2024年6月14日,最高人民法院就浙江吉利控股集团有限公司等(下称“吉利方”)诉威马汽车制造温州有限公司(下称“威马方”)侵害技术秘密纠纷一案作出了终审判决[案号:(2023)最高法知民终1590号]。这一判决不仅因其高达6.4亿元的判赔金额而被广泛关注,在“秘点”方面的认定与观点也同样值得研究学习。笔者将试结合本案再探商业秘密侵权案件“秘点”的相关问题。
一
秘点的本质
《反不正当竞争法》是保护商业秘密最基础的法律依据,其中第九条对于商业秘密进行了明确定义,即“本法所称的商业秘密,是指不为公众所知悉、具有商业价值并经权利人采取相应保密措施的技术信息、经营信息等商业信息。”《最高人民法院关于审理侵犯商业秘密民事案件适用法律若干问题的规定》(下称“《商业秘密民事司法解释》”)第一条[1]又展开对技术信息和经营信息进行了不完全列举。由此可见,商业秘密实际上就是一种信息,而这种信息就是通常所称的“秘点”或“秘密点”。
[1]《最高人民法院关于审理侵犯商业秘密民事案件适用法律若干问题的规定》第一条 与技术有关的结构、原料、组分、配方、材料、样品、样式、植物新品种繁殖材料、工艺、方法或其步骤、算法、数据、计算机程序及其有关文档等信息,人民法院可以认定构成反不正当竞争法第九条第四款所称的技术信息。
与经营活动有关的创意、管理、销售、财务、计划、样本、招投标材料、客户信息、数据等信息,人民法院可以认定构成反不正当竞争法第九条第四款所称的经营信息。
前款所称的客户信息,包括客户的名称、地址、联系方式以及交易习惯、意向、内容等信息。
信息的本质属性决定了秘点既区别于载有信息的物质载体,也区别于由其产生的物质成果。
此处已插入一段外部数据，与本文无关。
PR #10599, opened 2022-06-20
xxd: Add -n[ame] option to set the variable name used with -i

sulix:
At present, ``xxd -i`` will always create an output file either with no variables (if stdin is used as input), or with variables with names
based on the input filename/path. In particular:
- An array of bytes with the name of the input file (with special characters removed), and
- An integer length of the output.

It'd be very convenient to allow overriding these names (or providing them at all in the case of stdin), particularly since they're based on the exact argument passed to xxd, which may be an absolute path. (No one would want to have to access variables based on the absolute path name in their code!)

This patch adds a ``-n`` option, which accepts a new variable name as an argument. This variable name is used for the data, and ``_len`` is appended to it for the length variable. Both still have special characters stripped and replaced with '_', and are capitalised if ``-C`` is used.

For example:
```
xxd -i -n myvar ~/data.dat
```
produces the following variables:
- ``unsigned char myvar[]``
- ``unsigned int myvar_len``
instead of something like:
- ``unsigned char _home_david_data_dat``
- ``unsigned int _home_david_data_dat_len``

### DIFF
--- a/runtime/doc/xxd.1
+++ b/runtime/doc/xxd.1
@@ -113,6 +113,10 @@ Stop after writing
 .RI  < len >
 octets.
 .TP
+.I "\-n name " | " \-name name"
+Override the variable name output when \-i is used. The array is named
+\fIname\fP and the length is named \fIname\fP_len.
+.TP
 .I \-o offset
 Add
 .RI < offset >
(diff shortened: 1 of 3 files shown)


k-takata:
`runtime/doc/xxd.man.1` should be also updated.

sulix:
> `runtime/doc/xxd.man.1` should be also updated.

Thanks — I've updated `runtime/doc/xxd.1`. I haven't regenerated `xxd.man`, as it's adding a bunch of extra formatting changes here. I can look into whatever settings need changing and do so if that's desired, though. Similarly, I haven't attempted to update the translated pages.

brammool:
Please add a test for this in src/testdir/test_xxd.vim

PR #10600, opened 2022-06-20
i3config syntax with better keyword/type distinction

litoj:
This syntax uses a couple more colour highlights to match the actual function of used keywords in the config file. This way it is easier to figure out what does what.
- distinctly highlights key combos to clearly differentiate it from the rest of the command
- all keywords that can be used as command line commands are highlighted as Functions
- conditions are now properly highlighted with all operators clearly visible
+ some bug fixes

file updated at: https://github.com/JosefLitos/vim-i3config


hiqua:
Thanks! Will review.

runtime/syntax/i3config.vim
```diff
@@ -1,9 +1,9 @@
 " Vim syntax file
 " Language: i3 config file
 " Original Author: Mohamed Boughaba <mohamed dot bgb at gmail dot com>
-" Maintainer: Quentin Hibon (github user hiqua)
-" Version: 0.4
-" Last Change: 2022 Jun 05
+" Maintainer: Josef Litoš (github JosefLitos)
```
hiqua: Sure about that? :smile:

runtime/syntax/i3config.vim
```diff
@@ -1,9 +1,9 @@
...
+" Version: 4.20
```
hiqua: I guess we can remove the version line altogether, it makes little sense IMHO.

runtime/syntax/i3config.vim
```diff
@@ -17,39 +17,39 @@ endif
 
 scriptencoding utf-8
 
+" Error
+syn match i3ConfigError /.*/
```
hiqua: I've removed that already in a separate commit, can you remove it as well? It poses problem whenever a new keyword is introduced e.g. in sway, and we're not fully up to date, which is bound to happen regularly.

hiqua (changes requested):
I know it's a long shot, but, before I deep-dive into the code to review it, any chance you could try to reduce the diff? That would make my life way easier.

Otherwise I'll make do with this, but it might take me more time.

JosefLitos:
I will get to it as soon as I can (in August).

JosefLitos:
I reorganized it a little. But the color binds I left untouched as I find it a little clearer this way.

hiqua:
Thanks! I'll have a look.

hiqua:
Hi @JosefLitos, sorry I took some time, and now your PR seems to have conflicts and failing the CI, can you rebase it before I delve into it? I promise I won't be that long after that.

JosefLitos:
@hiqua I am a little afraid I did the rebase procedure incorrectly as all the new commits have been made. But it shouldn't interfere with master anymore.

PR #10991, opened 2022-08-27
Modify getscriptinfo() to return script-local functions and variables when querying for a specific script

yegappan:


brammool:
>  * Modify getscriptinfo() to return script-local functions and
>  variables when querying for a specific script

How about adding "sid" to the {opts} argument, so that it's easy to
select one specific script.  Selecting by name would require using the
whole file name.  That might even have forward/backward slash issues.

Then, if we can use "sid", how about only returning functions and
variables when "sid" is used?  Since then we have only one script, while
with "name" it may still be a few (e.g. when finding autoload scripts
you would get functions and variables even though you don't need them).

For dict_copy() get_copyID() should be used.

-- 
"Software is like sex... it's better when it's free."
		-- Linus Torvalds, initiator of the free Linux OS
Makes me wonder what FSF stands for...?

vim-ml:
Hi Bram,

On Sat, Aug 27, 2022 at 2:50 AM Bram Moolenaar ***@***.***>
wrote:

>
> > * Modify getscriptinfo() to return script-local functions and
> > variables when querying for a specific script
>
> How about adding "sid" to the {opts} argument, so that it's easy to
> select one specific script. Selecting by name would require using the
> whole file name. That might even have forward/backward slash issues.
>
> Then, if we can use "sid", how about only returning functions and
> variables when "sid" is used? Since then we have only one script, while
> with "name" it may still be a few (e.g. when finding autoload scripts
> you would get functions and variables even though you don't need them).
>
> For dict_copy() get_copyID() should be used.
>
>
I have updated the PR to incorporate these comments.

Regards,
Yegappan

PR #10996, opened 2022-08-27
Hide the messages popup when entering the command line

puremourning:
Problem: Command line is obscured by notification popup when cmdheight=0
Solution: Hide the popup when entering command line

I'm not sure this patch is perfect, but steps to reproduce are below:

1. `vim --clean --cmd 'set cmdheight=0' `
2. `:echo 'this is a test'`
3. (within 3 seconds) type `:something`

Expect: `:something` is shown (i.e. the command line is visible)
Actual: the `this is a test` popup is drawn over the command line.

### DIFF
--- a/src/normal.c
+++ b/src/normal.c
@@ -3187,6 +3187,13 @@ nv_colon(cmdarg_T *cap)
 	    }
 	}
 
+#ifdef HAS_MESSAGE_WINDOW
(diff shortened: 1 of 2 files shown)


brammool:
It was working OK for me...   Looks like I missed a file in the patch.  I'll merge this in.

《江苏省高级人民法院侵犯商业秘密民事纠纷案件审理指南》第2.4条第二款指出:“商业秘密只是某种信息,而不是载体,因此应当将某种信息认定为商业秘密,而不能将承载该信息的载体认定为商业秘密。如某化合物为公众所知悉,其本身可能是商业秘密的载体,而不可能成为商业秘密的保护对象,可以作为商业秘密保护的只能是该物质的配方、制造、加工或者储藏的工艺等。”
(2010)海民初字第9006号案件中,由于涉案的提炼、培养、驯化诺卡氏163菌株的技术众所周知,但由于自然条件具有很大的随机性,只有原告在大量投入之后获得了成功。因此在庭审过程中,原告明确主张“我们要求保护的是诺卡氏86-163菌株,包括原始菌株和突变株。我们主张的就是微生物本身。”北京市海淀区人民法院认为本案为侵犯商业秘密之诉,原告主张保护的商业秘密,就是86-163菌株及其突变株,是一种微生物,属于物质范畴,不是信息,不属于《反不正当竞争法》规定的商业秘密。最终法院不予支持原告的诉讼请求。
二
秘点的边界
商业秘密侵权纠纷本质上属于知识产权侵权诉讼,原告明确其“权利”基础是获得法律保护的前提,也是侵权比对的基础,同时还影响着最终损害赔偿额的确定,其重要性不言而喻。[2]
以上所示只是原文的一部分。